Task directions ▸ Quote exactly the lines from the start of the entries to the one with "The root cause", both ends included.

(Collected data)

PR #679, opened 2016-07-13
Handle spread props in jsx-no-target-blank rule

randycoulman:
When running the `jsx-no-target-blank` rule against code like the following:

```
<a {...this.props} target='_blank' />
```

the following error would be raised:

```
TypeError: Cannot read property 'name' of undefined
```

The root cause is that the node representing the spread props does not have a `name` property.

Note that if the desired `rel` attribute appears before the spread props, the error does not occur.

### DIFF
--- a/lib/rules/jsx-no-target-blank.js
+++ b/lib/rules/jsx-no-target-blank.js
@@ -15,7 +15,7 @@ module.exports = function(context) {
         var relFound = false;
         var attrs = node.parent.attributes;
         for (var idx in attrs) {
-          if (attrs[idx].name.name === 'rel') {
+          if (attrs[idx].name && attrs[idx].name.name === 'rel') {
             var tags = attrs[idx].value.value.split(' ');
             if (tags.indexOf('noopener') >= 0 && tags.indexOf('noreferrer') >= 0) {
               relFound = true;
--- a/tests/lib/rules/jsx-no-target-blank.js
+++ b/tests/lib/rules/jsx-no-target-blank.js
@@ -27,7 +27,8 @@ ruleTester.run('jsx-no-target-blank', rule, {
   valid: [
     {code: '<a href="foobar"></a>', parserOptions: parserOptions},
     {code: '<a randomTag></a>', parserOptions: parserOptions},
-    {code: '<a href="foobar" target="_blank" rel="noopener noreferrer"></a>', parserOptions: parserOptions}
+    {code: '<a href="foobar" target="_blank" rel="noopener noreferrer"></a>', parserOptions: parserOptions},
+    {code: '<a target="_blank" {...spreadProps} rel="noopener noreferrer"></a>', parserOptions: parserOptions}
   ],
   invalid: [
     {code: '<a target="_blank"></a>', parserOptions: parserOptions,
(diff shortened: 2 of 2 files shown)


tests/lib/rules/jsx-no-target-blank.js
```diff
@@ -27,7 +27,8 @@ ruleTester.run('jsx-no-target-blank', rule, {
   valid: [
     {code: '<a href="foobar"></a>', parserOptions: parserOptions},
     {code: '<a randomTag></a>', parserOptions: parserOptions},
-    {code: '<a href="foobar" target="_blank" rel="noopener noreferrer"></a>', parserOptions: parserOptions}
+    {code: '<a href="foobar" target="_blank" rel="noopener noreferrer"></a>', parserOptions: parserOptions},
+    {code: '<a target="_blank" {...spreadProps} rel="noopener noreferrer"></a>', parserOptions: parserOptions}
```
ljharb: since the ordering of "rel" and the spread props seems to matter, should we also have a test for one where "rel" appears first?

lib/rules/jsx-no-target-blank.js
```diff
@@ -15,7 +15,7 @@ module.exports = function(context) {
         var relFound = false;
         var attrs = node.parent.attributes;
         for (var idx in attrs) {
```
ljharb: @yannickcr is there any reason this uses `for..in` instead of `Object.keys(…).forEach(…)`?

tests/lib/rules/jsx-no-target-blank.js
randycoulman: It only matters because we break out of the `for` loop as soon as we find the `rel` attribute we're looking for.  I could add another test case, but it would pass on the old code, so doesn't illustrate the problem.  I didn't think it worth it at the time, but if you think it is, I'm happy to add it.

ljharb: I think it's important to add, to prevent a regression - if there's already order-dependent bugs, there could easily be more added later.

randycoulman: Good thought.  Added in 3db97e49912ce1cccffbbebb595d9bfb14f65512.

lib/rules/jsx-no-target-blank.js
yannickcr: @ljharb If I remember correctly `Object.keys` is only supported since Node.js 4.0

ljharb: @yannickcr `Object.keys` is ES5, and is supported since node 0.6.

yannickcr: @ljharb  Ho ok, my bad. No reason to not using it then.

randycoulman: Do you want this as part of this PR, or should it be a separate one?  Feels unrelated to the bug IMO, but I'm willing to do it if you want.

ljharb: I'm fine with separate, but either way :-)

randycoulman: I looked at this today.  There is a `break` inside the `for` loop which doesn't work in the `forEach` version.  I'm sure there's a way around that, but I think this should be in a separate PR.  I'd like to have this one considered done and merged (if acceptable).

ljharb: Yeah that'd require `.some` or similar. Separate PR is fine.

yannickcr:
Merged, thanks!

PR #681, opened 2016-07-15
Rule for requiring HTML entities to be escaped

pfhayes:
I will also add in some documentation around this, but wanted to get this out there to make sure I was on the right track

I ran this on our codebase and it caught a bunch of errors so it appears to work

### DIFF
--- a/lib/rules/no-unescaped-entities.js
+++ b/lib/rules/no-unescaped-entities.js
@@ -1,0 +1,80 @@
+/**
+ * @fileoverview HTML special characters should be escaped.
+ * @author Patrick Hayes
+ */
+'use strict';
+
+// ------------------------------------------------------------------------------
+// Rule Definition
+// ------------------------------------------------------------------------------
+
+// NOTE: '<' and '{' are also problematic characters, but they do not need
+// to be included here because it is a syntax error when these characters are
+// included accidentally.
+var DEFAULTS = ['>', '"', '\'', '}'];
+
+module.exports = {
+  meta: {
+    docs: {
+      description: 'Detect unescaped HTML entities, which might represent malformed tags',
+      category: 'Possible Errors',
+      recommended: false
+    },
+    schema: [{
+      type: 'object',
+      properties: {
+        forbid: {
+          type: 'array',
+          items: {
+            type: 'string'
+          }
+        }
+      },
+      additionalProperties: false
+    }]
+  },
+
+  create: function(context) {
+    function isInvalidEntity(node) {
+      var configuration = context.options[0] || {};
+      var entities = configuration.forbid || DEFAULTS;
+
+      // HTML entites are already escaped in node.value (as well as node.raw),
+      // so pull the raw text from context.getSourceCode()
+      for (var i = node.loc.start.line; i <= node.loc.end.line; i++) {
+        var rawLine = context.getSourceCode().lines[i - 1];
+        var start = 0;
+        var end = rawLine.length;
+        if (i === node.loc.start.line) {
+          start = node.loc.start.column;
+        }
+        if (i === node.loc.end.line) {
+          end = node.loc.end.column;
+        }
+        rawLine = rawLine.substring(start, end);
+        for (var j = 0; j < entities.length; j++) {
+          for (var index = 0; index < rawLine.length; index++) {
+            var c = rawLine[index];
+            if (c === entities[j]) {
+              context.report({
+                loc: {line: i, column: start + index},
+                message: 'HTML entities must be escaped.',
+                node: node
+              });
+            }
+          }
+        }
+      }
+    }
+
+    return {
+      Literal: function(node) {
+        if (node.type === 'Literal' && node.parent.type === 'JSXElement') {
+          if (isInvalidEntity(node)) {
+            context.report(node, 'HTML entities must be escaped.');
+          }
+        }
+      }
+    };
+  }
+};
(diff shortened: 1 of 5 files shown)


tests/lib/rules/no-unescaped-entities.js
```diff
@@ -0,0 +1,143 @@
...
+        '}'
+      ].join('\n'),
+      args: [1],
+      parser: 'babel-eslint',
+      errors: [{message: 'HTML entities must be escaped.'}]
+    }, {
+      code: [
+        'class Comp1 extends Component {',
+        '  render() {',
+        '    return <div>Multiple errors: \'>></div>;',
```
ljharb: can we also ensure that `{'>'}` is allowed, by adding a test for it?

pfhayes: the test on line 70 should cover that case

ljharb: whoops, missed that. thanks, that works.

tests/lib/rules/no-unescaped-entities.js
```diff
@@ -0,0 +1,143 @@
...
+        '  }',
+        '}'
+      ].join('\n'),
+      args: [1],
+      parser: 'babel-eslint',
```
ljharb: wait, why is babel-eslint required? the default parser should be able to handle all of these examples.

pfhayes: Okay - I can remove this. I copied this from another test and didn't know it could be removed

ljharb: if it works when removed, then i'd say please do :-) if not, then obv you should keep it

pfhayes: Hm, I tried removing it and now all the tests fail with "Parsing error: Unexpected token <"

Is that correct? how is the JSX compiled if babel-eslint is not used?

ljharb: ah - we may need to enable the `jsx` parser option.

pfhayes: Is that something I can do? I tried setting `parser: 'jsx'` but that didn't work

ljharb: See https://github.com/yannickcr/eslint-plugin-react/blob/master/tests/lib/rules/jsx-sort-props.js#L15-L20

pfhayes: great thanks! the latest version should use the correct parser

pfhayes:
Any thoughts on this rule? Happy to make any recommended updates.

We've been running this in development and have already gotten a lot of value out of it. It has caught several errors around mistyped closing tags

cc @yannickcr

lib/rules/no-unescaped-entities.js
```diff
@@ -0,0 +1,68 @@
...
+ * @fileoverview HTML special characters should be escaped.
+ * @author Patrick Hayes
+ */
+'use strict';
+
+// ------------------------------------------------------------------------------
+// Rule Definition
+// ------------------------------------------------------------------------------
+
+var DEFAULTS = ['>', '<', '"', '\'', '}'];
```
lencioni: I see the value in linting for `>`, since you have provided such a good example of what that can be problematic. However, I'm not so sure about the other characters listed in the defaults here. Can you provide similar reasoning for each of these characters?

ljharb: I think `<<div>` is just as problematic as `</div>>`, and `{<Foo />}}` and `{{<Foo />}` so those seem obvious to me (let's add `{`?)

I'm not sure I see the purpose in having double or single quotes in here, though.

lencioni: Yeah, I also found the omission of `{` curious. In any case, it would be really great if the documentation included an example of why each of the defaults can be problematic.

pfhayes: I omitted { because it's not actually possible to include this character inside a tag - this character begins a curly-brace section and is a syntax error. I could include it here for completeness but AFAICT would have no effect.

This does raise a good point that < is also extraneous, I should remove that.

Here's an example where quotes can bite you:

```jsx
<Foo
  a="b"
  c="d">
  e="f"
```

Perhaps you get into this state by sorting props alphabetically (this is where it has happened to me). I'm happy to update the documentation to include this example as well

pfhayes: I've added examples for all the cases to the documentation.

ljharb:
@pfhayes please rebase so as to remove merge commits from the PR :-)

pfhayes:
I've squashed this into a single commit

lib/rules/no-unescaped-entities.js
```diff
@@ -0,0 +1,71 @@
...
+// ------------------------------------------------------------------------------
+// Rule Definition
+// ------------------------------------------------------------------------------
+
+// NOTE: '<' and '{' are also problematic characters, but they do not need
+// to be included here because it is a syntax error when these characters are
+// included accidentally.
+var DEFAULTS = ['>', '"', '\'', '}'];
+
+module.exports = function(context) {
```
petersendidit: This should use the [new eslint rule format](http://eslint.org/blog/2016/07/eslint-new-rule-format)

pfhayes: done

lencioni:
This looks good. Thanks for your contribution!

Result ▸
PR #679, opened 2016-07-13
Handle spread props in jsx-no-target-blank rule

randycoulman:
When running the `jsx-no-target-blank` rule against code like the following:

```
<a {...this.props} target='_blank' />
```

the following error would be raised:

```
TypeError: Cannot read property 'name' of undefined
```

The root cause is that the node representing the spread props does not have a `name` property.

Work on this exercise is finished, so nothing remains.